In SIMT architectures VGPRs are high-demand resource. Same time significant part of the computations operate on naturally scalar data.
That computations can be performed by the SALU and save a lot of VGPRs. This is intended to increase occupancy.
Also, splitting the data flow to scalar and vector parts provide more flexibility to the instruction scheduler that can increase HW utilization.
On GPU targets we say that instruction is vector if it operates on VGPR operands each lane of which contains different values.
We say the instruction is scalar if it operates on SGPR that is shared among the all threads in the warp.
Divergence Analysis was introduced by F. Pereira & Co in 2013 and now is a part of LLVM core analysis stuff.
Unfortunately it's results are mostly useless because there is no way to inform instruction selection DAG about the divergence property of the concrete instruction.
Literally, IR operation that has not divergent operands produces uniform result and should be selected to scalar instruction.
We used to pass divergence data for memory access instructions through metadata just because MemSDNode has memory operand that refer the IR.
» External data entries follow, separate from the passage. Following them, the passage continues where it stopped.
PR #559, opened 2022-10-05
Improve interaction with search engines: add `noindex` to some routes and add structured data

### LINKED ISSUE #549: Make sure hidden pages are excluded from search engine results (e.g. Google)
I think it would make sense to exclude all direct links, for example. Maybe also all static assets, though that might not be necessary. And what about management pages, like "new page"? :thinking: 

Some resources:
- https://developers.google.com/search/docs/advanced/robots/intro
- https://developers.google.com/search/docs/crawling-indexing/block-indexing

In short: we shouldn't use `robots.txt` for that, but `<meta name="robots" content="noindex">` or `X-Robots-Tag: noindex`. I don't know yet whether Google will respect the `<meta>` tag if it's added by JavaScript. But I guess the safe bet, also for other search engines, is to already include it in the HTML sent by the server.

LukasKalbertodt:
This PR generally improves how search engines like Google understand Tobira. There are two main parts this PR does:

- Routes that we don't want to show up as search results are properly marked with `noindex`. This includes direct video/series links, `/~manage/*` routes and some more. 

- Add structured data for videos and thumbnails to let search engines better understand the content.

See the commits for more information.

There is obviously a lot more to be done. I opened an issue to track some related things: TODO

Fixes #549


JulianKniephoff (commented):
Should direct series/video links really be excluded unconditionally? For unlisted entities sure, but in general? If such a link is shared on some third party website and Google follows it, why should it not index it? :shrug:

backend/src/http/handlers.rs
```diff
@@ -101,7 +95,15 @@ pub(super) async fn handle(req: Request<Body>, ctx: Arc<Context>) -> Response {
         // duplicate logic. So yeah:
         //
         // TODO: fix that at some point ^
-        _ => ctx.assets.serve_index(StatusCode::OK, &ctx.config).await,
+        _ => {
+            let noindex_prefixes = ["/!", "/~search", "/~manage"];
```
JulianKniephoff, line 99: Are there any `/~`-pages that we **want** to be indexed? I would be inclined to just exclude those as well. Let's hope for example we won't forget to add `/~embed` here. x)

LukasKalbertodt:
I think that's the main requirement behind #549. People don't want those things to appear on Google even if they are shared on a third party website.

JulianKniephoff:
That also talks about hidden videos/series, but you can have direct links to mounted videos/series as well. But you brought up a good argument in chat: Those have (a) better link(s) for sharing. So :shrug:

frontend/src/routes/Video.tsx
```diff
@@ -252,11 +252,33 @@ const VideoPage: React.FC<Props> = ({ eventRef, realmRef, basePath }) => {
...
+        ...event.isLive && event.syncedData.startTime && event.syncedData.endTime && {
+            publication: {
+                "@type": "BroadcastEvent",
+                isLiveBroadcast: isCurrentlyLive,
+                startDate: event.syncedData.startTime,
+                endDate: event.syncedData.endTime,
+            },
+        },
+        // TODO: Provide `contentUrl` or `embedUrl`? Google docs say one should,
+        // but it's not clear what for.
```
JulianKniephoff, line 275: They probably want to be able to show/embed it. :shrug: Or maybe even process it. If you hover over videos in Google's video search, for example, you see the familiar slideshow-like preview many video pages use.

Once #557 lands, we can just put this as `embedURL`, right? :thinking: I mean why not. :shrug:

frontend/src/util/index.ts
```diff
@@ -224,3 +224,15 @@ export const useNoindexTag = (noindex = true) => {
         };
     });
 };
+
+/** Formats the given number of milliseconds as ISO 8601 duration string, e.g. "PT3M47S" */
+export const toIsoDuration = (milliseconds: number): string => {
+    let acc = milliseconds / 1000;
+    const seconds = acc % 60;
+    acc /= 60;
```
JulianKniephoff, line 232: Don't you need to `Math.floor` here? :thinking: Maybe not because of the `%`? Not sure, though.

frontend/src/util/index.ts
```diff
@@ -224,3 +224,15 @@ export const useNoindexTag = (noindex = true) => {
...
+    const minutes = acc % 60;
+    acc /= 60;
```
JulianKniephoff, line 234: Here you definitely should need to `Math.floor`, though. :eyes:

JulianKniephoff (changes requested):

backend/src/http/handlers.rs
LukasKalbertodt: `/~about`, `/~login`, `/~upload` are left. What do you think? I guess it would be cool to index the about page to find all tobira instances via google :D the other ones... well. The upload route will likely never be indexed because it's only available when logged in.

frontend/src/routes/Video.tsx
LukasKalbertodt: Yep, thats roughly what they do with the contentUrl. I think we should not do that generally as I think some universities would dislike their video portal "voluntarily giving the video to Google". Of course they can't really avoid that anyway and it's not really useful to say that. Buut you know.

`embedUrl` after #557 sounds good.

JulianKniephoff: :+1:

backend/src/http/handlers.rs
JulianKniephoff: I think `/~login` shouldn't be indexed. `/~upload` maybe, if it can be accessed without a login, which I take it it can't, so that's safe to exclude as well.

But if `/~about` is really the only sensible exception here I would rather see a special case for **that**, I think. :thinking:

JulianKniephoff (approved):

oas777:
Not sure whether this is the right ticket to add this (from a discussion we had a couple of months ago): ETH received reports from Google about Opencast videos embedded in their website being not properly indexed. https://support.google.com/webmasters/answer/9495631?utm_source=wnc_20211735&utm_medium=gamma&utm_campaign=wnc_20211735&utm_content=msg_110558249&hl=en describes how to optimize video publication to increase visibility for those videos. Maybe contrary to the "noindex" header of this ticket, but anyway...

LukasKalbertodt:
@oas777 I cross posted into #560 which tracks all further things related to SEO. I think Tobira should already do better in the regard you mentioned. Once it is deployed at ETH, we should take a look at the google webmaster report again!

PR #561, opened 2022-10-07
Add Prometheus/OpenMetrics endpoint with a number of useful metrics

### LINKED ISSUE #80: Prometheus integration
It would be cool to have Prometheus integration for several reasons. There is [this library](https://github.com/tikv/rust-prometheus) which seems pretty functional, well written and well maintained. This is certainly not urgent right now, but we can already collect useful metrics. (If you are allowed to, feel free to edit this comment to add metrics.)

Useful metrics:

- Opencast API latency
- ...

LukasKalbertodt:
Closes #80 

This PR adds the `/~metrics` endpoint (for `tobira serve`). This endpoint exposes several metrics in the OpenMetrics format, which are tailored to Prometheus and Grafana. Many metrics are collected on the fly when the endpoint is requested, a few others are constantly collected/counted.

To see which metrics are added, take a look at constants at the top of `metrics.rs`. Of course, there are many more metrics one can expose. I plan to collect ideas for those in this issue: TODO

I tried to keep the commits atomic, but I would guess reviewing it all in one go is better for this PR.


backend/src/http/handlers.rs
```diff
@@ -59,8 +83,19 @@ pub(super) async fn handle(req: Request<Body>, ctx: Arc<Context>) -> Response {
                 .unwrap()
         }
 
+        "/~metrics" => {
+            register_req!(HttpReqCategory::Metrics);
+            let out = ctx.metrics.gather_and_encode(&ctx.db_pool).await;
+            Response::builder()
+                // TODO: or should this be application/openmetrics-text?
+                .header("Content-Type", "text/plain; version=0.0.4; charset=utf-8")
```
LukasKalbertodt, line 91: This. On a practical level, the former can be easily viewed in the browser while the latter leads the browser to download it as a file. That's why I went with the former. This is also what Prometheus and Opencast use for their endpoints. But yeah, no idea what's "correct" here.

LukasKalbertodt:
FWIW: I just checked why requests to `/~metrics` take between 20 and 50ms. In debug mode it's 9ms database operations and 32ms gathering the memory info. The latter is almost entirely in `procfs` as it parses the quite long `/proc/self/smaps` file and create a bunch of data structures. We could in theory optimize that as we don't need to parse everything and are only interested in a few lines. Buuut I rather let an external library handle the potentially undocumented format of `smaps`. 
And well the important thing: in release mode the whole endpoint replies in 10ms, which is totally fine. If we need to, we can still optimize a bit in the future.

JulianKniephoff:
For the record: The format of `/proc/[pid]/smaps` isn't undocumented. It's documented in `man 5 proc` for example, and besides, the files in `/proc` are a public kernel API AFAIK. x)

backend/src/http/handlers.rs
JulianKniephoff: I unfortunately don't know either. Where does the latter even come from? It's not mentioned in the IANA MIME type registry. :thinking:

lkiesow: So far, I've never seen `application/openmetrics-text`. Just checking a few exporters I use:

```
[lars@lkiesow]/etc/prometheus% curl -si http://127.0.0.1:9093/metrics | grep Content-Type
Content-Type: text/plain; version=0.0.4; charset=utf-8
[lars@lkiesow]/etc/prometheus% curl -si http://127.0.0.1:9219/metrics | grep Content-Type
Content-Type: text/plain; version=0.0.4; charset=utf-8
[lars@lkiesow]/etc/prometheus% curl -si http://127.0.0.1:9113/metrics | grep Content-Type
Content-Type: text/plain; version=0.0.4; charset=utf-8
[lars@lkiesow]/etc/prometheus% curl -si http://127.0.0.1:9100/metrics | grep Content-Type
Content-Type: text/plain; version=0.0.4; charset=utf-8
[lars@lkiesow]/etc/prometheus% curl -si http://127.0.0.1:9090/metrics | grep Content-Type
Content-Type: text/plain; version=0.0.4; charset=utf-8
```

Where did you get `application/openmetrics-text` from?

backend/src/metrics.rs
```diff
@@ -1,51 +1,70 @@
...
-pub(crate) struct Metrics {}
+pub(crate) struct Metrics {
+    http_requests: Family<HttpReqCategory, Counter>,
+}
 
 impl Metrics {
     pub(crate) fn new() -> Self {
-        Self {}
+        Self {
+            http_requests: <Family<HttpReqCategory, Counter>>::default(),
```
JulianKniephoff, line 69:
```suggestion
            http_requests: Default::default(),
```

lkiesow:
Counting requests probably do not work like this if Tobira is deployed as a cluster. Especially if you have a dynamic cluster like in a 58s environment. You only count requests per instance.

backend/src/metrics.rs
```diff
@@ -43,6 +43,11 @@ const HTTP_REQUESTS : MetricDesc = MetricDesc {
     help: "Number of incoming HTTP requests",
     unit: None,
 };
+const BUILD_INFO : MetricDesc = MetricDesc {
+    name: "build_info",
+    help: "Different information about the app",
```
JulianKniephoff, line 40: Different from what? :thinking: I'm not sure this is the right word here, but I'm also not sure what exactly you want to say. "Various" maybe? Or "miscellaneous"?

But more saliently, why does this not just say `"Information about hte app's build"`?

backend/src/metrics.rs
```diff
@@ -80,12 +89,34 @@ impl Metrics {
         add_any(&mut reg, BUILD_INFO, Box::new(info));
 
         // Information from the DB.
+        // TODO: Do all of that in parallel?
```
JulianKniephoff, line 100: And in a transaction maybe? x)

LukasKalbertodt:
That is correct. Isn't it possible to easily add up the counters of all nodes in prometheus or grafana? Like... I don't want to have a counter in the DB for this as it would add immens overhead to every request. How do other applications do this?

backend/src/metrics.rs
```diff
@@ -63,26 +70,36 @@ const NUM_ITEMS: MetricDesc = MetricDesc {
...
 pub(crate) struct Metrics {
     http_requests: Family<HttpReqCategory, Counter>,
+    response_times: Family<HttpReqCategory, Histogram>,
 }
 
 impl Metrics {
     pub(crate) fn new() -> Self {
         Self {
             http_requests: <Family<HttpReqCategory, Counter>>::default(),
+            response_times: <Family<HttpReqCategory, Histogram>>::new_with_constructor(|| {
```
JulianKniephoff, line 70:
```suggestion
            response_times: Family::new_with_constructor(|| {
```

?

docs/docs/setup/metrics.md
```diff
@@ -0,0 +1,17 @@
+---
+sidebar_position: 11
+---
+
+# Metrics (Prometheus & Grafana)
+
+Tobira exposes metrics in the OpenMetrics format under `/~metrics` (on the same port as the main page runs).
+These metrics are tailored to Prometheus and Grafana, using things like "Histogram" from the Prometheus data model.
+The endpoint is public as it does not expose any sensitive information.
+If you want restrict access to it anyway, you have to do that via your reverse proxy.
```
JulianKniephoff, line 10:
```suggestion
If you want to restrict access to it anyway, you have to do that via your reverse proxy.
```

JulianKniephoff (changes requested):

backend/src/metrics.rs
LukasKalbertodt: Ye, but not in this PR, I'd suggest :P

JulianKniephoff: Fair.

JulianKniephoff (approved):

PR #564, opened 2022-10-10
Add caption/subtitle support

### LINKED ISSUE #366: Both Players: Make subtitles work
Currently no information about subtitles is stored in Tobira so we don't use them at all. That needs to change.

LukasKalbertodt:
Closes #366 
Depends on https://github.com/opencast/opencast/pull/4309 (harvest API v1.1). Well, it's not a hard depend as it works with the 1.0 harvest too, but defaults to "no captions". See code.


JulianKniephoff (changes requested):
🚨🚨🚨 Fixtures are broken now 🚨🚨🚨

backend/src/db/migrations/14-event-captions.sql
```diff
@@ -0,0 +1,23 @@
...
+
+create type event_caption as (
+    uri text,
+    lang text
+);
+
+alter table events
+    add column captions event_caption[]
+        default '{}'
+        check (array_position(captions, null) is null);
```
JulianKniephoff, line 12: This constraint should probably get a name.

JulianKniephoff (changes requested):

JulianKniephoff (approved):

PR #566, opened 2022-10-13
Add ability to specify reserved paths and reply 404 to `/favicon.ico`

### LINKED ISSUE #437: Add way to configure "top level realm path blacklist"
In several setups, there are some top level paths "taken" for other usages. For example, when using Shibboleth auth, `/Shibboleth.sso` is used. I don't think it's realistic to expect everyone to somehow change these well known path to paths starting with `~`. So instead, Tobira should probably allow configuring a blacklist of paths that top level realms cannot have. Otherwise users could create a realm with the path segement `Shibboleth.sso` which would then not work.

### LINKED ISSUE #563: Better response to `/favicon.ico`
Chrome (and presumably other browsers as well) just request this path hoping to find a favicon there. Our favicon lives elsewhere. We currently reply with our `index.html` to that as it could be a realm path. It would be nice to have a better response, e.g. 404. Related: #437

LukasKalbertodt:
Fixes #437 
Fixes #563

See commits

### DIFF
--- a/backend/src/api/model/realm/mutations.rs
+++ b/backend/src/api/model/realm/mutations.rs
@@ -8,13 +8,22 @@ use crate::{
 use super::{Realm, RealmOrder};
 
 
+
 impl Realm {
     pub(crate) async fn add(realm: NewRealm, context: &Context) -> ApiResult<Realm> {
         let db = context.db(context.require_moderator()?);
 
+        let parent_key = id_to_key(realm.parent, "`parent`")?;
+
+        // Check if the path is a reserved one.
+        let is_top_level_realm = parent_key.0 == 0;
+        let path_is_reserved = context.config.general.reserved_paths()
+            .any(|r| realm.path_segment == r);
+        if is_top_level_realm && path_is_reserved {
+            return Err(invalid_input!(key = "realm.path-is-reserved", "path is reserved and cannot be used"));
+        }
         // TODO: validate input
 
-        let parent_key = id_to_key(realm.parent, "`parent`")?;
         let key: Key = db
             .query_one(
                 "insert into realms (parent, name, path_segment) \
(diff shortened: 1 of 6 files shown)


backend/src/api/model/realm/mutations.rs
```diff
@@ -8,13 +8,20 @@ use crate::{
...
 
 
+
 impl Realm {
     pub(crate) async fn add(realm: NewRealm, context: &Context) -> ApiResult<Realm> {
         let db = context.db(context.require_moderator()?);
 
+        // Check if the path is a reserved one.
+        let parent_key = id_to_key(realm.parent, "`parent`")?;
+        let path_is_reserved = context.config.general.reserved_paths()
```
JulianKniephoff, line 18: Why even run this check when `parent_key.0 != 0`? :thinking:

backend/src/api/model/realm/mutations.rs
```diff
@@ -166,6 +173,31 @@ impl Realm {
         let key = id_to_key(id, "`id`")?;
         let parent_key = set.parent.map(|parent| id_to_key(parent, "`parent`")).transpose()?;
 
+        // We have to make sure the path is not changed to a reserved one.
```
JulianKniephoff, line 176: Again, I find the order here unintuitive. First checking all the reserved paths and only then seeing whether it's even necessary. :thinking:

JulianKniephoff (changes requested):

backend/src/api/model/realm/mutations.rs
LukasKalbertodt: The compiler is free to reorder this to only check for reserved path if necessary. Putting the condition in the if is too long and results in a 2 line if-condition, which is bad for readability. Or one could have another if nested, also not great.

backend/src/api/model/realm/mutations.rs
LukasKalbertodt: Well. Checking `parent_key == Some(0)` is super fast, checking all reserved paths (which are only a handful in practice) takes a bit longer, talking to the DB is by far the longest operation. So we want to avoid the database talking at all cost. The other two... whatever.

JulianKniephoff (commented):
It's a bit confusing that the error message for using one of these paths appears below the form (below the submit button even), and only after submitting, while other path segment violations are indicated below that field and immediately. :thinking:

LukasKalbertodt:
> It's a bit confusing that the error message for using one of these paths appears below the form (below the submit button even), and only after submitting, while other path segment violations are indicated below that field and immediately.

That's true, it's not perfect UX. I considered transmitting all reserved paths to the frontend and checking it there. But I decided against it as people are very unlikely to even run into this issue. And if they do, they still understand the current error message. So ye, I don't think it's important. If you disagree I can still add another frontend check. (related note: is it a security problem transmitting the reserved paths to the frontend?)

backend/src/api/model/realm/mutations.rs
JulianKniephoff: Unfortunate but fair. :/

JulianKniephoff:
I'm fine with leaving it for now, but maybe we should think about this more generally: There might always be some checks that are better done by the backend. And even the checks we already have are duplicated between frontend and backend, which is not ideal IMO. Maybe we should have a validation API or sth? :shrug: But ye, doesn't have to happen in this PR obviously.

PR #570, opened 2022-10-17
Fix constraints and add `db dump`/`db restore`

JulianKniephoff:
This fixes mistakes we made in the original migrations (see second commit) and adds some tools I used to test it which might be useful to keep around (first commit).

I'm unsure about the label this should get. Ideally, no one **should** care about the bugs. Admins might have to care, so I chose that one for now. But this might actually also be breaking in certain pathological cases. :thinking: The new commands are certainly interesting for devs. I don't know if admins really want to use them since I didn't put much research effort into making sure this is a proper backup/restore solution. It's also not obviously bad, though.

### DIFF
--- a/backend/src/db/cmd.rs
+++ b/backend/src/db/cmd.rs
@@ -35,6 +35,22 @@ pub(crate) enum DbCommand {
     /// and accessible in your `PATH`.
     Console,
 
+    /// Dumps the current state of the database.
+    /// This can be used while Tobira and its database are running
+    /// and will yield consistent results!
+    Dump {
+        path: PathBuf,
+    },
+
+    /// Restore Tobira's database from a dump.
+    /// Note this cannot be run while Tobira is running
+    /// as it will invalidate cached query plans!
+    Restore {
+        dump: PathBuf,
+        #[clap(flatten)]
+        clear: ClearOptions,
+    },
+
     /// Equivalent to `db clear` followed by `db migrate`.
     Reset {
         #[clap(flatten)]
@@ -57,8 +73,11 @@ pub(crate) struct ClearOptions {
 
 /// Entry point for `db` commands.
 pub(crate) async fn run(cmd: &DbCommand, config: &Config) -> Result<()> {
-    if let DbCommand::Console = cmd {
-        return console(&config.db).map(|_| ());
+    // Some subcommands fork out to other processes that establish their own connection
+    match cmd {
+        DbCommand::Console => { return console(&config.db).map(|_| ()); },
+        DbCommand::Dump { path } => { return dump(&config.db, path).map(|_| ()); },
+        _ => {},
     }
 
     // Connect to database
@@ -76,6 +95,11 @@ pub(crate) async fn run(cmd: &DbCommand, config: &Config) -> Result<()> {
         }
         DbCommand::Script { script } => run_script(&db, &script).await?,
         DbCommand::Console => unreachable!("already handled above"),
+        DbCommand::Dump { path: _ } => unreachable!("already handled above"),
+        DbCommand::Restore { dump, clear: ClearOptions { yes_absolutely_clear_db: yes } } => {
+            clear(&mut db, config, *yes).await?;
+            restore(&config.db, dump).map(|_| ())?;
+        },
         DbCommand::UnsafeOverwriteMigrations => unsafe_overwrite_migrations(&mut db).await?,
     }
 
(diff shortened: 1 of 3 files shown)


backend/src/db/migrations/15-fix-event-constraints.sql
```diff
@@ -0,0 +1,97 @@
...
+        execute 'alter table ' || quote_ident(table_)
+            || ' drop constraint ' || quote_ident(constraint_);
+    end
+$$ language plpgsql;
+
+-- We also want to rename constraints based on it
+create function rename_constraint_by_columns(
+    table_ information_schema.sql_identifier,
+    columns text[],
+    name_ information_schema.sql_identifier
```
LukasKalbertodt, line 74: Not too thrilled about the `table_` and `name_` names. For `name_`, why not `new_name`? For `table_` it's less clear but there might still be a better name?

backend/src/db/migrations/15-fix-event-constraints.sql
```diff
@@ -0,0 +1,97 @@
...
+        execute 'alter table ' || quote_ident(table_)
+            || ' rename constraint ' || quote_ident(constraint_)
+            || ' to ' || quote_ident(name_);
+    end
+$$ language plpgsql;
+
+
+-- Drop the erroneous constraints
+select drop_constraint_by_columns('events', '{read_roles}');
+select drop_constraint_by_columns('events', '{creators}');
```
LukasKalbertodt, line 88: In those two calls, the search for the constraint will result in two results tho, right? Take `read_roles`. Currently there are two constraints using that, one correct one, one copy paste bug. 
- How do you know which one to delete? Or does it not matter as they do the exact same thing? In that case, this needs a comment (or even above)
- If this is expected what happens with `select constraints_by_columns(table_, columns) into constraint_;`. Does that ... only read the first returned row? Or an error? Whats the semantics here. Also needs appropriate comment.

LukasKalbertodt (changes requested):

backend/src/db/cmd.rs
```diff
@@ -157,22 +181,56 @@ async fn run_script(db: &Db, script_path: &Path) -> Result<()> {
...
+    )
+}
+
+fn restore(config: &DbConfig, dump: &Path) -> Result<Never> {
+    fork_command(
+        Command::new("pg_restore")
+            .arg("--dbname")
+            .arg(connection_uri(config))
+            .arg(dump)
+    )
```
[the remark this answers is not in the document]
JulianKniephoff: 🤷‍♀️

backend/src/db/cmd.rs
```diff
@@ -76,6 +95,11 @@ pub(crate) async fn run(cmd: &DbCommand, config: &Config) -> Result<()> {
         }
         DbCommand::Script { script } => run_script(&db, &script).await?,
         DbCommand::Console => unreachable!("already handled above"),
+        DbCommand::Dump { path: _ } => unreachable!("already handled above"),
+        DbCommand::Restore { dump, clear: ClearOptions { yes_absolutely_clear_db: yes } } => {
+            clear(&mut db, config, *yes).await?;
+            restore(&config.db, dump).map(|_| ())?;
```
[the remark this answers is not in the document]
JulianKniephoff: I actually figured out a better way to do this that works more "transactionally."

backend/src/db/cmd.rs
```diff
@@ -35,6 +35,22 @@ pub(crate) enum DbCommand {
     /// and accessible in your `PATH`.
     Console,
 
+    /// Dumps the current state of the database.
+    /// This can be used while Tobira and its database are running
+    /// and will yield consistent results!
```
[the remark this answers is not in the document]
JulianKniephoff: Not sure I want to specify the format here tbh. :thinking:

backend/src/db/migrations/15-fix-event-constraints.sql
JulianKniephoff: Turns out, `name_` isn't even necessary, so it's `name` now. Regarding `table_` (and `constraint_`) I disagree though, these are perfectly fine names that happen to be disallowed. **You** actually set this precedent by using `default_` at some point. ;P

backend/src/db/cmd.rs
```diff
@@ -35,6 +35,22 @@ pub(crate) enum DbCommand {
...
+    Dump {
+        path: PathBuf,
+    },
+
+    /// Restore Tobira's database from a dump.
+    /// Note this cannot be run while Tobira is running
+    /// as it will invalidate cached query plans!
```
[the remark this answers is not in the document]
JulianKniephoff: This was also rewritten slightly anyway.

backend/src/db/cmd.rs
```diff
@@ -206,17 +211,21 @@ fn restore(config: &DbConfig, dump: &Path) -> Result<Never> {
     fork_command(
         Command::new("pg_restore")
             .arg("--dbname")
-            .arg(connection_uri(config))
+            .arg(connection_uri(&DbConfig { database: "postgres".into(), ..config.clone() }))
+            .arg("--clean")
+            .arg("--if-exists")
+            .arg("--create")
```
LukasKalbertodt, line 217: What's this change for? Just asking.

JulianKniephoff: That's what I meant in the other comment. `pg_restore` now takes care of dropping (`--clean`) and recreating (`--create`) the db.

Issue #463, opened 2022-06-27
Prefilled search field does not start the search by pressing enter


geichelberger:
I would expect to search again after entering the search field and press enter.

**Current behavior:**
1. Search for cats
2. Click on the first cat video
3. Watch it
4. Want to see a different one
5. Enter the search field and press enter
6. Nothing happens :crying_cat_face: 

**Expected behavior:**
- To see the cat search result

LukasKalbertodt:
Fixed in #574

PR #574, opened 2022-10-20
Search on pressing enter

geichelberger:
If the search field is focused, pressing enter does not start a new search. This behavior is especially noticeable when you click on a search result and want to start the search again. Starting the search with onKeyDown and onChange events resolves that problem.

Fixes issue https://github.com/elan-ev/tobira/issues/463

### DIFF
--- a/frontend/src/layout/header/Search.tsx
+++ b/frontend/src/layout/header/Search.tsx
@@ -61,6 +61,17 @@ export const SearchField: React.FC<SearchFieldProps> = ({ variant }) => {
         ? new URLSearchParams(document.location.search).get("q") ?? undefined
         : undefined;
 
+    const search = (expression: string) => {
+        if (lastTimeout.current !== null) {
+            clearTimeout(lastTimeout.current);
+        }
+        lastTimeout.current = setTimeout(() => {
+            const newUrl = `/~search?q=${encodeURIComponent(expression)}`;
+            const replace = document.location.pathname === "/~search";
+            router.goto(newUrl, replace);
+        }, 30);
+    };
+
     return <div css={{ position: "relative", margin: "0 8px", ...extraCss }}>
         <HiOutlineSearch css={{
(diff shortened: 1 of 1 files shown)


frontend/src/layout/header/Search.tsx
```diff
@@ -61,6 +61,17 @@ export const SearchField: React.FC<SearchFieldProps> = ({ variant }) => {
         ? new URLSearchParams(document.location.search).get("q") ?? undefined
         : undefined;
 
+    const search = (expression: string) => {
+        if (lastTimeout.current !== null) {
+            clearTimeout(lastTimeout.current);
+        }
+        lastTimeout.current = setTimeout(() => {
```
JulianKniephoff, line 68: Should this timeout logic really be part of `search`? Wouldn't this result in a delay when I press enter to search? 🤔

JulianKniephoff: I would still advocate for not incurring an unnecessary delay. Your second point is a good one, though, so an enter press should probably clear the pending timeout. :thinking:

JulianKniephoff (changes requested):
In addition to the comment above we would also like to encourage you to add a bit more detail to your PR description and commit message. We recently discussed the topic of the importance of commit messages, etc. internally and decided that we want to at least try to uphold a certain standard in Tobira, even for external contributions. (And even though it sounds nitpicky, sorry! :see_no_evil:)

As a rough guideline we recommend [this guide](https://cbea.ms/git-commit). And while a lot of the things mentioned in there are rather "soft" criteria, at least the more formal aspects (line length, capitalization, "tone", ...) should be observed.

frontend/src/layout/header/Search.tsx
geichelberger: I have no strong opinion about that, so I removed the delay.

This approach is restricted to memory accesses only. That's why we'd need another pass working on the machine code that propagates divergence property
from the value load to computations and finally to the result store. Except the fact that we'd need one more pass,
this pass would repeat on the machine instructions same algorithm that was already done by the divergence analysis over IR.
Since SDNode flags field was recently enhanced to 16 bits and there are 5 bits unoccupied yet we have a chance to use them for passing divergence data to instruction selection.
This change introduce possible approach to the implementation of such enhancement.
It passes DA data for load instructions only. If accepted we'll go ahead and add same code to handle other instructions as well.
I have a general concern about this. The way this is used is going to not fit with how SelectionDAG APIs work, and is going to be very invasive. An SDNode is supposed to be immutable and some level of CSE is done by getNode. You can't have an API that involves setting a bit on a newly created node. Anything setting this needs to be done in getNode.
Are divergent and non-divergent nodes CSEable? These need to be handled somewhere to prevent them from folding.
You seem to only specially handle loads, but we have a lot of cases where we have combine issues from not knowing whether it's going to be selected to SALU or VALU instructions. If we have to somehow propagate this on every place a node is produced, that is a massive undertaking. I don't think that at this point it's worth trying to do such a level of work on SelectionDAG with GlobalISel on the way. Only handling loads I thought we could do just from the MemOperand.